*Prompt*. The lines to copy are those with "hope" in them. Pull each one from the entries below.

#### Records shown

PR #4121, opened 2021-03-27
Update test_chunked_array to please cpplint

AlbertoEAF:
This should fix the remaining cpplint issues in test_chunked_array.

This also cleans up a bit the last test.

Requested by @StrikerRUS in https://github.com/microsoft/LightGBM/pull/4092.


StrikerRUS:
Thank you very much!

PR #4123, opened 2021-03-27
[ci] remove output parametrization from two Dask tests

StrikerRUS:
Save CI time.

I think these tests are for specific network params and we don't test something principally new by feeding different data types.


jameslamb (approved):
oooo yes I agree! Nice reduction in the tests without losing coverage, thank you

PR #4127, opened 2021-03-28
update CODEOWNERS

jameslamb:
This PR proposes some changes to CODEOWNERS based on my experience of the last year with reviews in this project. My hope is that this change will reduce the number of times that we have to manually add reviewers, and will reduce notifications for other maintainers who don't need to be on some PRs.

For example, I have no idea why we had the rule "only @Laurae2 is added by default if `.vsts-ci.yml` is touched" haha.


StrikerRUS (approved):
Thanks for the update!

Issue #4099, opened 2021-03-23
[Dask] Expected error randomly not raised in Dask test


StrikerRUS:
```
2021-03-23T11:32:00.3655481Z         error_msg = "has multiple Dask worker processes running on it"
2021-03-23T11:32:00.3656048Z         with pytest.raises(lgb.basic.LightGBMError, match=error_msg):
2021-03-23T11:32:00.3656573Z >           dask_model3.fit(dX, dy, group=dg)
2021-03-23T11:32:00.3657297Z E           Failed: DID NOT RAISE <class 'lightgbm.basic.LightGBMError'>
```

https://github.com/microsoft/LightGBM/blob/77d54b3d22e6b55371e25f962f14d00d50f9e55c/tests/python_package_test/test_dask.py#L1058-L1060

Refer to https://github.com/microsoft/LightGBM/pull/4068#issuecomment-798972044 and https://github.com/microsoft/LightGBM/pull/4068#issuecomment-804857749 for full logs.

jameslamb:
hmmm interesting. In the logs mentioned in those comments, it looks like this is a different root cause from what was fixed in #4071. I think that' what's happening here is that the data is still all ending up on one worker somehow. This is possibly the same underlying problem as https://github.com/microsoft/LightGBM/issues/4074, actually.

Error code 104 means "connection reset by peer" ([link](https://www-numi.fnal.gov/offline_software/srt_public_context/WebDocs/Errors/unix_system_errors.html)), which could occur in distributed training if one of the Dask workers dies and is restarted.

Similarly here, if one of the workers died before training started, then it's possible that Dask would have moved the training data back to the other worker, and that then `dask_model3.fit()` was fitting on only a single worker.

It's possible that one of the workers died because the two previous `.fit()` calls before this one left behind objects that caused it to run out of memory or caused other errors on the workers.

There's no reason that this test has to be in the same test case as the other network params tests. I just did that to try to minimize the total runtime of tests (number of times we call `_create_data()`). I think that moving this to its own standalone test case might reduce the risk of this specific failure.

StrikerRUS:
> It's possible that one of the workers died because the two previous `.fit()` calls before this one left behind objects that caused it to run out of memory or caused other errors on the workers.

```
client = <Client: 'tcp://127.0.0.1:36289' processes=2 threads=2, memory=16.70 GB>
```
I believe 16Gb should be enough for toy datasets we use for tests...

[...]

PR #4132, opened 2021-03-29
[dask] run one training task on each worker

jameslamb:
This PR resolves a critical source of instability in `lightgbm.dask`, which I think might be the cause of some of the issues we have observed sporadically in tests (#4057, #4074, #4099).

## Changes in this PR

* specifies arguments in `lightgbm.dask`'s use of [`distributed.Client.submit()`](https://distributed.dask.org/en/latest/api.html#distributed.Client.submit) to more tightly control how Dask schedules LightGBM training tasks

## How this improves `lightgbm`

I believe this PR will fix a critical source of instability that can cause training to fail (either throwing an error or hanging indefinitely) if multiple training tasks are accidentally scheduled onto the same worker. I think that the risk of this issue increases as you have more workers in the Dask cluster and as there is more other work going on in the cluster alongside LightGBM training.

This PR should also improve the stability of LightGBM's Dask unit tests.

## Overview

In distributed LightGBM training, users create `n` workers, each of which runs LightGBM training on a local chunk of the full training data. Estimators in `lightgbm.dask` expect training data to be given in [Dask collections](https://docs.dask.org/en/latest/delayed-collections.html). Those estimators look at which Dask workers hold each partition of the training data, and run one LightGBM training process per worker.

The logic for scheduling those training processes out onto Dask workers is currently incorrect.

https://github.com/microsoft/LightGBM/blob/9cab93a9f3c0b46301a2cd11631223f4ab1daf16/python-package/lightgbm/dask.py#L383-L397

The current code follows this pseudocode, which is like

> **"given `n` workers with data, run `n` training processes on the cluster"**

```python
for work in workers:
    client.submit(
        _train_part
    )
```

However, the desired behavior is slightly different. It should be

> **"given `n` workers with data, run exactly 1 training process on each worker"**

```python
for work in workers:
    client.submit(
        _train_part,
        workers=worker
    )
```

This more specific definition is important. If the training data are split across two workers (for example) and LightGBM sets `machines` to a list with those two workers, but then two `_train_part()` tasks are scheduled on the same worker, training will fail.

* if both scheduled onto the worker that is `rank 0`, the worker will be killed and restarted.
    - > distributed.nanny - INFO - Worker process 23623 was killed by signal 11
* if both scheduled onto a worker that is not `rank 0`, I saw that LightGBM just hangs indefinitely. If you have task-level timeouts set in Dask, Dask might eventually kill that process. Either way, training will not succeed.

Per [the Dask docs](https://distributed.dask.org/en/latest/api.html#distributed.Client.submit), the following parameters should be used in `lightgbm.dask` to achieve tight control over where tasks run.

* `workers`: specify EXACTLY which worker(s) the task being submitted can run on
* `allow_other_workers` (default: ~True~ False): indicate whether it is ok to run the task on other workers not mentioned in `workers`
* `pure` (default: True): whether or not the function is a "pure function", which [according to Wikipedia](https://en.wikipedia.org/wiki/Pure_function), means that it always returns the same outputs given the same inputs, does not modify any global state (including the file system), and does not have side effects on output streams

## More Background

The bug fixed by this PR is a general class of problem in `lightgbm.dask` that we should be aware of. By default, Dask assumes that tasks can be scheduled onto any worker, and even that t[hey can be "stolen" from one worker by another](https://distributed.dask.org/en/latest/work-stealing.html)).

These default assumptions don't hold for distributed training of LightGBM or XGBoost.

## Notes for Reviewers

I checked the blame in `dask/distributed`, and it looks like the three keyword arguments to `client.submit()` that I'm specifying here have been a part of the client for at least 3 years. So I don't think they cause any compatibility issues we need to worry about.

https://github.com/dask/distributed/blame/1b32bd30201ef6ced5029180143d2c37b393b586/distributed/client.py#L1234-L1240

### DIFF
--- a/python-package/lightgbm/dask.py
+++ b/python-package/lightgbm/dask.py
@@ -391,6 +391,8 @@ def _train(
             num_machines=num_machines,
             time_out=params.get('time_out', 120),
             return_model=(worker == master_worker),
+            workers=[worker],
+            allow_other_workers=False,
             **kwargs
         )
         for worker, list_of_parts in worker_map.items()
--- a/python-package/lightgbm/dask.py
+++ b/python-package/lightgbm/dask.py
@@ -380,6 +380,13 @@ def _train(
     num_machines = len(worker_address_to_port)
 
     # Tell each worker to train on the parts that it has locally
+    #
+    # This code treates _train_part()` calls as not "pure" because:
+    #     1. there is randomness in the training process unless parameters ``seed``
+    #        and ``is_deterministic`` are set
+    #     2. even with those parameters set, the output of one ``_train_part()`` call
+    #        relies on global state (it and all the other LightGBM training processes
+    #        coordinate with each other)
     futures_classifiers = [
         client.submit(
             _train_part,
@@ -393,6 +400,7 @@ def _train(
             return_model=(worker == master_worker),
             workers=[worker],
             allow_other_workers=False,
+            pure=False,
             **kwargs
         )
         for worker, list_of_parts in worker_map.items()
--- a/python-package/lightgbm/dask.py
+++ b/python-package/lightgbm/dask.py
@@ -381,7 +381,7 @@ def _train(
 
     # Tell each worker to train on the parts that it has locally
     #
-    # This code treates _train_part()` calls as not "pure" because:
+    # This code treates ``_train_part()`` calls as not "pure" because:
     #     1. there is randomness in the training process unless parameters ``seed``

########
#### Records shown

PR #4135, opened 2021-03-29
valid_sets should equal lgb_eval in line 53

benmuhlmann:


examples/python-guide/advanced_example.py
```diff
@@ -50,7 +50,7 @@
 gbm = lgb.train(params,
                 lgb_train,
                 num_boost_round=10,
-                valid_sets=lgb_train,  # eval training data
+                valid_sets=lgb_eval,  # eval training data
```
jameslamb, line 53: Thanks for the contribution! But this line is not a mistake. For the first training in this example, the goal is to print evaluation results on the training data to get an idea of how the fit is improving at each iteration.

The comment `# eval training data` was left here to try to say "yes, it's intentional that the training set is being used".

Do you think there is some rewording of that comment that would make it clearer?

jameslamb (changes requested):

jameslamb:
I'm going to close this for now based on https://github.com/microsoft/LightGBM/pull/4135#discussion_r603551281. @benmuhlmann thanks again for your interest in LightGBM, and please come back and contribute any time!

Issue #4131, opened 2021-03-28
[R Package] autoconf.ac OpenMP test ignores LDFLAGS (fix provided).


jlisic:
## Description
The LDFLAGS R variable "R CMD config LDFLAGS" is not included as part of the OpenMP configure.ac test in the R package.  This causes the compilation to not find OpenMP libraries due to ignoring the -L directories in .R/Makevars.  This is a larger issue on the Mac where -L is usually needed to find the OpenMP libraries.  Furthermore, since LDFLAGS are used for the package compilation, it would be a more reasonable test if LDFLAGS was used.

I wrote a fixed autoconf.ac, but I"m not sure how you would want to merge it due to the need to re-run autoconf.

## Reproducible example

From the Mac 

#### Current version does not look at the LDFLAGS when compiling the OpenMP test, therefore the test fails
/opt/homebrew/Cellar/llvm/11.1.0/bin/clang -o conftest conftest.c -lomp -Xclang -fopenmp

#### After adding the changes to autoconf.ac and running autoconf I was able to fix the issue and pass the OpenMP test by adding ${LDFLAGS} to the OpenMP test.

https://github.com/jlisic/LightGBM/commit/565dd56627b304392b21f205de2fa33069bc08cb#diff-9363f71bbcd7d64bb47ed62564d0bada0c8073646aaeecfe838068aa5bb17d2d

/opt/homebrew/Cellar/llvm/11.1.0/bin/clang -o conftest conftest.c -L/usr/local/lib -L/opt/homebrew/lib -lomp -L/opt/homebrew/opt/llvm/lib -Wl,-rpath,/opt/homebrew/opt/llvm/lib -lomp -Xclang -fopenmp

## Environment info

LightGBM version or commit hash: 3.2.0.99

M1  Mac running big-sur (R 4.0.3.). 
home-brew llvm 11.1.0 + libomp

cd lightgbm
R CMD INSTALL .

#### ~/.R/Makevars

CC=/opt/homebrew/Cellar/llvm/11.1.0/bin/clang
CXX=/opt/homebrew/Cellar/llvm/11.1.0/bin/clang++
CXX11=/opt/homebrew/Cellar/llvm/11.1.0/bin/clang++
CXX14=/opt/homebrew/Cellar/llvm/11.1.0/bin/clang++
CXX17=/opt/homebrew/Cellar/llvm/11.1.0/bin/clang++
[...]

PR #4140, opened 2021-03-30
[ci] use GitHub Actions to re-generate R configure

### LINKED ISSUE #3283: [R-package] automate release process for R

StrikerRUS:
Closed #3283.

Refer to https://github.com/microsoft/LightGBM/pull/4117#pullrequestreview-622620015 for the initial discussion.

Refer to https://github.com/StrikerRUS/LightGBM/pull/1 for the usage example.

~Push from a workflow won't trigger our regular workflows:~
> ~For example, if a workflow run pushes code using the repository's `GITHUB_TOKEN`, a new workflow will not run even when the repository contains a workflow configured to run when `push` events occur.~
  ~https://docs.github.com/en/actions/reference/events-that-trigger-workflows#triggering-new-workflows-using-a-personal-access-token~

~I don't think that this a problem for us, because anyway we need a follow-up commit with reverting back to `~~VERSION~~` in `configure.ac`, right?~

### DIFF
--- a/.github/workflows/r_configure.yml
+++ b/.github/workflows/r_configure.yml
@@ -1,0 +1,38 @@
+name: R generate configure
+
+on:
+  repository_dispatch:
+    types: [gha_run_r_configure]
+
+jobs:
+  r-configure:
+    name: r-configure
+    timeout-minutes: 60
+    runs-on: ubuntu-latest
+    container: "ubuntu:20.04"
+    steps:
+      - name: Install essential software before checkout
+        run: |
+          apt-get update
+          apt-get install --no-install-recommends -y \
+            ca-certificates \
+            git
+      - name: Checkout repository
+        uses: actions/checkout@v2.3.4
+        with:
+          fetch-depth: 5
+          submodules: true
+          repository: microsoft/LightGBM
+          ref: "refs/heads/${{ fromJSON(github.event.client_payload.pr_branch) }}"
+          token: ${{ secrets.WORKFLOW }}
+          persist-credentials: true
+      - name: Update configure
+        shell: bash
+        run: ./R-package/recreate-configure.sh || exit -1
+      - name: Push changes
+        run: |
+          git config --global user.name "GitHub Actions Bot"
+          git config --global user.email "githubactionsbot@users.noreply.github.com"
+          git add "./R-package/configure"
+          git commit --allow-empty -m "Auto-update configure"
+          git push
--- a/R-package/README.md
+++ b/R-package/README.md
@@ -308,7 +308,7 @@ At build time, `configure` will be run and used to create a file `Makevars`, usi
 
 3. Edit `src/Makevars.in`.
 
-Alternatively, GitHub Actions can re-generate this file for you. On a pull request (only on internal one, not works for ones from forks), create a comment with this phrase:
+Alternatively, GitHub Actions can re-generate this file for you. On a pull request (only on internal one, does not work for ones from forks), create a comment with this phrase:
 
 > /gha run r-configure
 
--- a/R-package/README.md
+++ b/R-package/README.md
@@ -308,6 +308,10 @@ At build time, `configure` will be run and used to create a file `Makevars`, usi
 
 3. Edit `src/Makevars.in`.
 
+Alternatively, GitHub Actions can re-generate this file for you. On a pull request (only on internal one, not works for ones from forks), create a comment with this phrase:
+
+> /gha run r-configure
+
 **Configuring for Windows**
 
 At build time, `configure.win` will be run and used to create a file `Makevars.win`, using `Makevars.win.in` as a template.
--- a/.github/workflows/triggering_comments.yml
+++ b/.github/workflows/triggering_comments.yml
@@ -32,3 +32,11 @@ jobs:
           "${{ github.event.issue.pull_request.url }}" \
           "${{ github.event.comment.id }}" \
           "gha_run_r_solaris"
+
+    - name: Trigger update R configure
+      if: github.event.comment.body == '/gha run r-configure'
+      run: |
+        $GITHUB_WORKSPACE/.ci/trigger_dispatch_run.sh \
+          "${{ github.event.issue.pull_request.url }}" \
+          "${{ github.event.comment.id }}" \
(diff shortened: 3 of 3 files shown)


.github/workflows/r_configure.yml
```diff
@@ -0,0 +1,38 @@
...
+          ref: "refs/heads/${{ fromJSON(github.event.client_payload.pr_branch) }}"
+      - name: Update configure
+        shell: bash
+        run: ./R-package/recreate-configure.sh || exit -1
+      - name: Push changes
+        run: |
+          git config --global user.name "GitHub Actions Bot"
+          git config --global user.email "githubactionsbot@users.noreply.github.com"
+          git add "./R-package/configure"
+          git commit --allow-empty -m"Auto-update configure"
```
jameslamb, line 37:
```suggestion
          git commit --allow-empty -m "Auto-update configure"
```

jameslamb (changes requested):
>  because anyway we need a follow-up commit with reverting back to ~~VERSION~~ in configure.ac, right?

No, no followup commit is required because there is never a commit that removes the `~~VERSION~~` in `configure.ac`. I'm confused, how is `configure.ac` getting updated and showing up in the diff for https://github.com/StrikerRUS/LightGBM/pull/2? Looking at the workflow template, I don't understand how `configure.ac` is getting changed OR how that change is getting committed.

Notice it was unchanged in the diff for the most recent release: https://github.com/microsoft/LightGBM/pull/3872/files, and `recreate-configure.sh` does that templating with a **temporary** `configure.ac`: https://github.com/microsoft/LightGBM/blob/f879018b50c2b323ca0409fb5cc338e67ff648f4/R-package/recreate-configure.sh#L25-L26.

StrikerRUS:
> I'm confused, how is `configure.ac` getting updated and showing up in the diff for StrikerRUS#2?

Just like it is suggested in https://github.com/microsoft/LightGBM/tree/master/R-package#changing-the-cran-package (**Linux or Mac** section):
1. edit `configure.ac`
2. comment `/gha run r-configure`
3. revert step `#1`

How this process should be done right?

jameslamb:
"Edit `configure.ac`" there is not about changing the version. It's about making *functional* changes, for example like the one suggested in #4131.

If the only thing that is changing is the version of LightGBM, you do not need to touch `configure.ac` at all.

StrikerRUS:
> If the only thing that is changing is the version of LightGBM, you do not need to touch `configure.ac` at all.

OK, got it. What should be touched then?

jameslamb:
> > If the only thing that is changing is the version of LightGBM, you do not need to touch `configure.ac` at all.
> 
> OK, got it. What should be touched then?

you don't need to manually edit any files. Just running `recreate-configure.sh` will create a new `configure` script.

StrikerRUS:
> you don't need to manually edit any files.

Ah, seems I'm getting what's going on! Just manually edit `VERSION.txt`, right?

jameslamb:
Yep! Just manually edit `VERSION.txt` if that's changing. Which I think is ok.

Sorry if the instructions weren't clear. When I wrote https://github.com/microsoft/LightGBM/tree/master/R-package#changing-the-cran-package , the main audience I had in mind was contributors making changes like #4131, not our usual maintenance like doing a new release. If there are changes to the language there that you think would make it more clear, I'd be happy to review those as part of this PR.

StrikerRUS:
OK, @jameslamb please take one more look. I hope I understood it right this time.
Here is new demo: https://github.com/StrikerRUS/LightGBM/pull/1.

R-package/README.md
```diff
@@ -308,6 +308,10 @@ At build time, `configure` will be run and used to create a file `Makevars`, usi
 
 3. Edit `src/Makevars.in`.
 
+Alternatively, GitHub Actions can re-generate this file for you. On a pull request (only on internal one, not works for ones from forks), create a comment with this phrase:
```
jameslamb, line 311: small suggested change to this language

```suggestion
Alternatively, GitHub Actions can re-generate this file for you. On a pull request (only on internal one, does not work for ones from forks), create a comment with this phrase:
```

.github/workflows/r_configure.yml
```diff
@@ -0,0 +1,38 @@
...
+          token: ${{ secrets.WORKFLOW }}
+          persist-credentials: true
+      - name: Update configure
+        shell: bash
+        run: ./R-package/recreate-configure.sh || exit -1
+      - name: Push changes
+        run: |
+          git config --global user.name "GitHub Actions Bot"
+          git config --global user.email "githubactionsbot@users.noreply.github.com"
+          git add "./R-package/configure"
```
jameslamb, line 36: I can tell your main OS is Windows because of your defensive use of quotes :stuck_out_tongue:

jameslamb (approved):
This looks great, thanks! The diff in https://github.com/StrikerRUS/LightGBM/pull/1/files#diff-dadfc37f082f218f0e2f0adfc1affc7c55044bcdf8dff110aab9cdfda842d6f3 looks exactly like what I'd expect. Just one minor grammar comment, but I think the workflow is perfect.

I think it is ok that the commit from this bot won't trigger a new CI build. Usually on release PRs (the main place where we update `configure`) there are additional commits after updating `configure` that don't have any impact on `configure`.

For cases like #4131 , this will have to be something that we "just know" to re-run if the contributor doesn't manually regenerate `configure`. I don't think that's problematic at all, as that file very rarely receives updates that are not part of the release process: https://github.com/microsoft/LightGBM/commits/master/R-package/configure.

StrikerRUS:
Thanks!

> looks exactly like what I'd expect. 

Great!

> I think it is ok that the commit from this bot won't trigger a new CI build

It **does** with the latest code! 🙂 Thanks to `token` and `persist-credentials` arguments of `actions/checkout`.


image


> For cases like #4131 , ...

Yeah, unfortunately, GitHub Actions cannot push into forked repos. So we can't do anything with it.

########

*Output of the exercise*.
This PR proposes some changes to CODEOWNERS based on my experience of the last year with reviews in this project. My hope is that this change will reduce the number of times that we have to manually add reviewers, and will reduce notifications for other maintainers who don't need to be on some PRs.
OK, @jameslamb please take one more look. I hope I understood it right this time.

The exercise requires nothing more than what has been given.